"""

PR #70, opened 2025-07-07
[Build] Run on merge to main

hughperkins:
Issue: #

### Brief Summary

run on merge to main, so that docs are published to `main` folder at that point.

copilot:summary

### Walkthrough

copilot:walkthrough


.github/workflows/manylinux_wheel.yml
```diff
@@ -107,7 +110,7 @@ jobs:
     uses: ./.github/workflows/api_doc.yml
     needs: upload_to_storage
     with:
-      head_ref: ${{ github.head_ref }}
+      head_ref: ${{ github.event_name == 'push' && github.ref_name == 'main' && 'main' || github.head_ref }}
```
duburcqa: Why not just add `if: github.event_name == 'push'` instead of changing `head_ref` ?

hughperkins: what do you mean by "changing" head_ref?

duburcqa: You replaced `head_ref: ${{ github.head_ref }}` by `head_ref: ${{ github.event_name == 'push' && github.ref_name == 'main' && 'main' || github.head_ref }}`.

duburcqa: But I guess you should still do: `head_ref: ${{ github.ref_name }}` to get the branch name instead of the commit hash (in addition to adding `if: github.event_name == 'push'` condition)

hughperkins: Yeah. Also, I'd like to make it clear that this is *only* for pushes to main.

duburcqa: This is already clear from the rules that triggers the workflow I think.

hughperkins: That requires looking in a different part of the yaml file. My brain is too small to be able to contain the entire yaml file at once; and I would prefer to make such things painfully obvious to my brain. Do you see any downsides to making it obvious that it only doesnt use head_ref when it is a push to `main`?

hughperkins: (well... I suppose one variation on the rule is:
"use head ref, unless it doesnt exist, in which case, use ref_name"?
Perhasp this is what you are saying?

duburcqa: > Do you see any downsides to making it obvious that it only doesnt use head_ref when it is a push to main?

Yes, it gives the feeling that this case may be possible in the first place, which was confusing for me.

duburcqa: I was suggesting to do this:
```yaml
  api_docs:
    if: github.event_name == 'push'             # <------ FIRST CHANGE
    uses: ./.github/workflows/api_doc.yml
    needs: upload_to_storage
    with:
      head_ref: ${{ github.ref_name }}.         # <------ SECOND CHANGE
    secrets:
      AWS_ACCESS_KEY_ID: ${{ secrets.AWS_ACCESS_KEY_ID }}
      AWS_SECRET_ACCESS_KEY: ${{ secrets.AWS_SECRET_ACCESS_KEY }}
```

hughperkins: The ref_name should be the primary I feel. We can do simply:

```
head_ref: ${{ github.head_ref || github.ref_name }}
```
I think?

hughperkins: Possibly new informaion: I'm pushing to a directory named after the branch. This lets me test the docs are publishing correctly in PRs. So it should be running:
- on PRs, for a folder with the same name as the PR branch
- on merge to main, for the folder `main`

hughperkins: updated in c1ba2e542

duburcqa: Ok I see. This makes sense.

"""

_WHAT YOU SHOULD DO_
All of the data above needs to be written out exactly.

_RESPONSE AREA_
PR #70, opened 2025-07-07
[Build] Run on merge to main

hughperkins:
Issue: #

### Brief Summary

run on merge to main, so that docs are published to `main` folder at that point.

copilot:summary

### Walkthrough

copilot:walkthrough


.github/workflows/manylinux_wheel.yml
```diff
@@ -107,7 +110,7 @@ jobs:
     uses: ./.github/workflows/api_doc.yml
     needs: upload_to_storage
     with:
-      head_ref: ${{ github.head_ref }}
+      head_ref: ${{ github.event_name == 'push' && github.ref_name == 'main' && 'main' || github.head_ref }}
```
duburcqa: Why not just add `if: github.event_name == 'push'` instead of changing `head_ref` ?

hughperkins: what do you mean by "changing" head_ref?

duburcqa: You replaced `head_ref: ${{ github.head_ref }}` by `head_ref: ${{ github.event_name == 'push' && github.ref_name == 'main' && 'main' || github.head_ref }}`.

duburcqa: But I guess you should still do: `head_ref: ${{ github.ref_name }}` to get the branch name instead of the commit hash (in addition to adding `if: github.event_name == 'push'` condition)

hughperkins: Yeah. Also, I'd like to make it clear that this is *only* for pushes to main.

duburcqa: This is already clear from the rules that triggers the workflow I think.

hughperkins: That requires looking in a different part of the yaml file. My brain is too small to be able to contain the entire yaml file at once; and I would prefer to make such things painfully obvious to my brain. Do you see any downsides to making it obvious that it only doesnt use head_ref when it is a push to `main`?

hughperkins: (well... I suppose one variation on the rule is:
"use head ref, unless it doesnt exist, in which case, use ref_name"?
Perhasp this is what you are saying?

duburcqa: > Do you see any downsides to making it obvious that it only doesnt use head_ref when it is a push to main?

Yes, it gives the feeling that this case may be possible in the first place, which was confusing for me.

duburcqa: I was suggesting to do this:
```yaml
  api_docs:
    if: github.event_name == 'push'             # <------ FIRST CHANGE
    uses: ./.github/workflows/api_doc.yml
    needs: upload_to_storage
    with:
      head_ref: ${{ github.ref_name }}.         # <------ SECOND CHANGE
    secrets:
      AWS_ACCESS_KEY_ID: ${{ secrets.AWS_ACCESS_KEY_ID }}
      AWS_SECRET_ACCESS_KEY: ${{ secrets.AWS_SECRET_ACCESS_KEY }}
```

hughperkins: The ref_name should be the primary I feel. We can do simply:

```
head_ref: ${{ github.head_ref || github.ref_name }}
```
I think?

hughperkins: Possibly new informaion: I'm pushing to a directory named after the branch. This lets me test the docs are publishing correctly in PRs. So it should be running:
- on PRs, for a folder with the same name as the PR branch
- on merge to main, for the folder `main`

hughperkins: updated in c1ba2e542

duburcqa: Ok I see. This makes sense.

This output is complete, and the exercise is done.